Resource Pools#
Resource pools are the mechanism FAST-HEP uses to route work to appropriate workers.
They allow a single workflow to use multiple types of compute resources without splitting the analysis into separate jobs.
Motivation#
Scientific workflows often contain stages with very different requirements.
Examples include:
lightweight filtering,
memory-intensive preprocessing,
machine learning inference,
GPU-accelerated calculations.
Traditionally these stages are executed as separate workflows or submitted to different queues manually.
FAST-HEP allows them to coexist within a single workflow.
Resources vs Pools#
A useful way to think about the execution system is:
Resources describe what a stage needs.
Pools describe what workers exist.
Resources#
Stages request resources:
analysis:
stages:
- id: BuildIndex
op: custom.build_index
execution:
require: high_memory
- id: Inference
op: custom.inference
execution:
require: gpu
The stage does not know:
which batch system is used,
how many workers exist,
which machine will execute it.
It only describes what it needs.
Pools#
Pools describe available worker groups:
execution:
pools:
default:
workers: 20
resources:
cpus: 1
memory: 4GB
high_memory:
workers: 2
resources:
cpus: 8
memory: 128GB
gpu:
workers: 1
resources:
gpus: 1
memory: 16GB
Each pool creates workers with specific capabilities.
Routing#
When a stage requests:
execution:
require: high_memory
FAST-HEP schedules that stage onto workers from the corresponding pool.
Likewise:
execution:
require: gpu
will only execute on workers belonging to the GPU pool.
Conceptually:
Stage
↓
Required resource
↓
Matching pool
↓
Worker
A Typical Example#
Consider a workflow that:
builds an event index,
performs GPU inference,
creates histograms.
analysis:
stages:
- id: BuildIndex
op: custom.index
execution:
require: high_memory
- id: RunInference
op: custom.inference
execution:
require: gpu
- id: MuonPt
op: hep.hist
With pools:
execution:
pools:
default:
workers: 10
high_memory:
workers: 2
resources:
memory: 128GB
gpu:
workers: 1
resources:
gpus: 1
Execution proceeds automatically:
BuildIndex
→ high_memory workers
RunInference
→ gpu workers
MuonPt
→ default workers
No manual job splitting is required.
Pool Profiles#
Many sites use the same resource configurations repeatedly.

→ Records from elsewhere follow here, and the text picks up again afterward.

PR #357, opened 2020-08-18
Publish Node.js package to NPM

gj:


.github/workflows/release.yml
```diff
@@ -497,8 +496,8 @@ jobs:
         uses: actions/download-artifact@v1
         with:
           name: oso_js_node
-      - name: Zip file
-        run: zip -r oso-js-node.zip oso_js_node
+      - name: Create JS release artifact
+        run: npm pack
```
saolsen, line 500: I think this has to be run inside `oso_js_node`

.github/workflows/release.yml
```diff
@@ -568,9 +567,9 @@ jobs:
           GITHUB_TOKEN: ${{ secrets.GITHUB_TOKEN }}
         with:
           upload_url: ${{ steps.create_release.outputs.upload_url }}
-          asset_path: ./oso-js-node.zip
-          asset_name: oso-js-node-${{ steps.version.outputs.oso_version }}.zip
-          asset_content_type: application/zip
+          asset_path: ./oso-${{ steps.version.outputs.oso_version }}.tgz
```
saolsen, line 570: And I think this would be `./oso_js_node/oso-0.0.0.tgz`

PR #358, opened 2020-08-18
Accept a custom equality fn to override == equality for the JS lib

gj:


languages/js/src/Oso.test.ts
```diff
@@ -1,8 +1,29 @@
...
   expect(o.isAllowed(1, 2, 3)).toBe(true);
   expect(o.isAllowed(3, 2, 1)).toBe(false);
 });
+
+describe('Equality function used for unification', () => {
+  test('defaults to loose equality (==)', () => {
+    const o = new Oso();
+    o.registerConstant('undefined', undefined);
+    o.registerConstant('null', null);
+    expect(() => o.loadStr('?= undefined = null;')).not.toThrow(
```
plotnick, line 16: Nit: can we please use `query` instead of inline queries? I find it much clearer to separate the two, and would prefer that we only use inline queries in policy files.

languages/js/src/Polar.test.ts
```diff
@@ -70,12 +70,9 @@ describe('#registerClass', () => {
...
     const p = new Polar();
-    p.registerClass(ConstructorNoArgs, 'A');
-    p.registerClass(ConstructorNoArgs, 'B');
-    p.registerClass(ConstructorArgs, 'C');
-    expect(() =>
-      p.loadStr('?= new A() = new B() and not new A() = new C();')
-    ).not.toThrow();
+    p.registerClass(A, 'A');
+    p.registerClass(A, 'B');
+    expect(() => p.loadStr('?= new A().a() = new B().a();')).not.toThrow();
```
plotnick, line 75: Soooooo much nicer.

languages/js/src/types.ts
```diff
@@ -189,3 +189,9 @@ export interface QueryEvent {
 export type QueryResult = Generator<Map<string, any>, void, never>;
 
 export type obj = { [key: string]: any };
+
+export type EqualityFn = (x: any, y: any) => boolean;
+
+export interface OsoOptions {
```
plotnick, line 195: Can we please call this `Options`, or `ConstructorOptions`? Including `oso` in the name seems inconsistent. `PolarOptions` would be more accurate, but I understand wanting to avoid that.

languages/js/src/Oso.test.ts
```diff
@@ -13,17 +13,15 @@ describe('Equality function used for unification', () => {
     const o = new Oso();
     o.registerConstant('undefined', undefined);
     o.registerConstant('null', null);
-    expect(() => o.loadStr('?= undefined = null;')).not.toThrow(
-      InlineQueryFailedError
-    );
+    o.loadStr('f() if undefined = null;');
+    expect(Array.from(o.query('f()'))).toStrictEqual([map()]);
```
plotnick, line 17: OK, but why not just `o.query("undefined = null")`?

languages/js/src/types.ts
```diff
@@ -192,6 +192,6 @@ export type obj = { [key: string]: any };
 
 export type EqualityFn = (x: any, y: any) => boolean;
 
-export interface OsoOptions {
+export interface Options {
```
plotnick, line 195: Thanks.

languages/js/src/Oso.test.ts
gj: just wasn't the first thing I thought of. updated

Profiles can be used to avoid repetition.
For example:
execution:
pools:
default:
use: standard_worker
gpu:
use: gpu_worker
where profiles define the actual worker configuration.

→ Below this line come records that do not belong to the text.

PR #359, opened 2020-08-19
Fix list bug.

saolsen:
Also fixed one thing by matching Rest variables in isa and deref lists.

Main bug that's not fixed is this.
```
query> delete([1,2,3,2,1],2,x)
{'x': [1, [3, [1, []]]]}
```


saolsen:
I tried some hacky list deref logic to expand the final element if it comes from a rest variable and it did actually fix my example.
```
query> delete([1,2,3,2,1],2,x)
{'x': [1, 3, 1]}
```

It broke another test though so I'm not sure it's really correct.

saolsen:
Fixed

polar-core/src/vm.rs
```diff
@@ -584,6 +584,28 @@ impl PolarVirtualMachine {
...
+                        if let Value::List(terms) = last_term.value() {
+                            derefed.append(&mut terms.clone());
+                        } else {
+                            derefed.push(last_term);
+                        }
+                    }
+                }
+                term.clone_with_value(Value::List(derefed))
+            }
             Value::Variable(symbol) | Value::RestVariable(symbol) => {
```
samscott89, line 609: Does it ever make sense to deref a rest variable outside of the above case with lists? If not, then we could move this arm up into the list case and do something like:

```
if let Some(Value::RestVariable(symbol)) = derefed.last() {
    if let Value::List(terms) = self.value(symbol).value() {
        derefed.pop();
       derefed.append(&mut terms.clone())
   }
```

And you wouldn't need the `rest` logic, nor the case where you pop/push the same term back on.

saolsen: You can definitely deref a rest variable outside derefing a list.
```
query> [1,2,3] = [1,*bs] and x = bs
x => [2, 3]
bs => [2, 3]
```

The push pop logic is needed because the thing the rest variable derefs to could be a list or it could just be the deref variable still (if there's no binding for it yet).
Doing it with a pop/push is simpler than trying to check if it's a list and then doing the pop append because of rusty borrowing reasons.

samscott89: Ah okay. So in my mind that `bs` would be a regular symbol bound to a list? How do we know the `bs` on the RHS is a rest variable?

polar-core/tests/integration_tests.rs
```diff
@@ -1484,3 +1486,20 @@ fn test_external_unify() {
     let (results, _externals) = query_results_with_externals(query);
     assert!(results.is_empty());
 }
+
+#[test]
+fn test_list_results() {
```
samscott89, line 1491: This is an _awesome_ test. But could we have a few simpler examples? This logic seems really hard to get right. How about:

- `[1, 2] = [1, *ys]` outputs `xs= [2]`
- `[1, 2, *xs] = [1, *ys] and [1, 2, 3] = [1, *ys]` outputs `xs = [3], ys = [2, 3]`
- `xs = [2], [1, 2] = [1, *xs]` succeeds
And then failure version of each of those.

samscott89: That second one in particular seems tough

polar-core/src/vm.rs
saolsen: Hmm you might be right, I don't understand your first suggestion though. Once things are derefed it's no longer a list so I don't see how you can avoid doing the check for it being a rest variable before and doing the append after.

saolsen: Oh n/m I get how it works if you don't have the case for RestVariable. I don't know how to test if we need that at the top level thoughl

polar-core/tests/integration_tests.rs
saolsen: Those all pass (after I removed the typos). I don't know what you mean by "the failure version of each of those".

polar-core/src/vm.rs
saolsen: Ok, I tried it like that and it breaks some of these tests, you end up getting non derefed restvariables back as things so I think it has to stay how it is. We could play with simplifying it more later but I'd really like to get this merged since it's broken now.

saolsen: > Ah okay. So in my mind that `bs` would be a regular symbol bound to a list? How do we know the `bs` on the RHS is a rest variable?

I believe that `bs` the normal variable derefs to `*bs` the rest variable which derefs to `[2, 3]` so you can deref a rest variable directly and that's why that version doesn't work.

polar-core/tests/integration_tests.rs
samscott89: So maybe something like `[1, 2] = [2, *ys]` should fail, `[1, 2, *xs] = [1, *ys] and [1, 2, *ys]` should fail.

saolsen: `[1, 2] = [2, *ys]` fails correctly.
`[1, 2, *xs] = [1, *ys] and [1, 2, *ys]` doesn't make sense.

samscott89: My bad, `[1, 2, *xs] = [1, *ys] and [1, 2, 3] = [1, 2, *ys]`

polar-core/src/vm.rs
samscott89: Oh interesting. I find that a little weird. Agree we can revisit later.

This allows sites to standardise resource definitions while analyses remain portable.
Pool-Specific Configuration#
Pools may also carry backend-specific configuration.
For example:
execution:
pools:
high_memory:
workers: 2
resources:
memory: 128GB
config:
walltime: 04:00:00
The exact configuration options depend on the selected execution strategy.
For example:
HTCondor
may expose different scheduling options.
Heterogeneous Execution#
The most important feature of resource pools is heterogeneous execution.

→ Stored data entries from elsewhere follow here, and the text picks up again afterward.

PR #514, opened 2020-11-06
Add in & contains operations to Constraints.

dhatch:


polar-core/src/partial/constraints.rs
```diff
@@ -97,6 +97,40 @@ impl Constraints {
         constraint_check
     }
 
+    /// Add a constraint that this must contain some known value.
+    ///
+    /// From OTHER in THIS where other is not a partial or variable.
+    pub fn contains(&mut self, other: Term) {
+        // TODO for now, this is represented as an in operation, but we may
+        // want some other representation eventually.
+        // TODO what about non-ground compound terms like [x, 1] in THIS
```
gj, line 106: Why would we treat `[x, 1] in THIS` any differently from other non-ground terms?

polar-core/src/partial/constraints.rs
```diff
@@ -701,18 +753,90 @@ mod test {
...
+
+    #[test]
+    fn test_contains_partial() -> TestResult {
+        let p = Polar::new();
+        p.load_str(
+            r#"
+            contains(x, y) if x in y;
+            contains_dot(x, y) if x in y.foo;
+            contains_dot_dot(x, y) if x in y.foo.bar and y.foo = 2;
+        "#,
```
gj, line 774: matches the formatting elsewhere

```suggestion
            r#"contains(x, y) if x in y;
               contains_dot(x, y) if x in y.foo;
               contains_dot_dot(x, y) if x in y.foo.bar and y.foo = 2;"#,
```

polar-core/src/partial/constraints.rs
```diff
@@ -701,18 +753,90 @@ mod test {
...
+
+    #[test]
+    fn test_in_partial() -> TestResult {
+        let p = Polar::new();
+        p.load_str(
+            r#"
+            f(x) if y in x.values;
+            g(x, y) if y in x.values;
+            h(x) if y in x.values and (y.bar = 1 and y.baz = 2) or y.bar = 3;
+        "#,
```
gj, line 805:
```suggestion
            r#"f(x) if y in x.values;
               g(x, y) if y in x.values;
               h(x) if y in x.values and (y.bar = 1 and y.baz = 2) or y.bar = 3;"#,
```

polar-core/src/partial/constraints.rs
```diff
@@ -701,18 +753,90 @@ mod test {
...
+        )?;
+
+        let mut q = p.new_query_from_term(term!(call!("f", [partial!("a")])), false);
+        // TODO (dhatch): This doesn't work now, but ultimately this should have
+        // no constraints since nothing is added to `y`.
+        assert_partial_expressions!(
+            next_binding(&mut q)?,
+            "a" => "() in _this.values",
```
gj, line 813: Where is this `()` coming from?

polar-core/src/partial/constraints.rs
```diff
@@ -701,18 +753,90 @@ mod test {
...
+        );
+        assert_query_done!(q);
+
+        let mut q = p.new_query_from_term(term!(call!("h", [partial!("a")])), false);
+        assert_partial_expressions!(
+            next_binding(&mut q)?,
+            "a" => "(_this.bar = 1 and _this.baz = 2) in _this.values"
+        );
+
+        // TODO (dhatch): Why is this an expression, but above is a partial?
```
gj, line 835: Is this comment still relevant?

polar-core/src/partial/constraints.rs
dhatch: Discussed offline - the reason is translation is different on the adapter side, so I want this to be a separate concept.  The representation of constraints as operations is potentially only temporary, and once we have a better concept we can encode this as a separate constraint type which will make writing adaptors easier.

The downside of having a different type for constraints is translating back into a Polar expression would be difficult.  But, the VM can't evaluate the expressions we work with after simplification as is, so I don't think this is much different than our current state.

gj (approved):

PR #524, opened 2020-11-13
A Partial has constraints

gj:
- Rename `Constraints` -> `Partial`
- Rename `partial.operations` -> `partial.constraints`


dhatch:
This was the original naming scheme when we started.   I'm trying to recall why we moved to constraints -- I think it's inline with the idea of having `Value::Partial(Constraints)` and `Value::Variable(Symbol)`.  There may be other types that ultimately use constraints besides a partial value.  One example is the discussion around unbound variables having constraints, which would make partials part of the normal execution path.

I'm not necessarily opposed to this, just adding some color.  Could you explain your rationale?

Has @plotnick seen / discussed this?

dhatch (approved):
lgtm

A single workflow can use:
CPU workers
High-memory workers
GPU workers
simultaneously.
This allows workflows to express the natural structure of an analysis rather than forcing users to divide it into separate batch submissions.
Resource Pools and Dask#
When using the Dask backend, pools are translated into worker groups.
Each pool advertises resources to Dask:
resource.default
resource.high_memory
resource.gpu
Stages are automatically annotated with the required resources.
Dask then routes tasks to matching workers.
The analysis author does not need to manage this routing manually.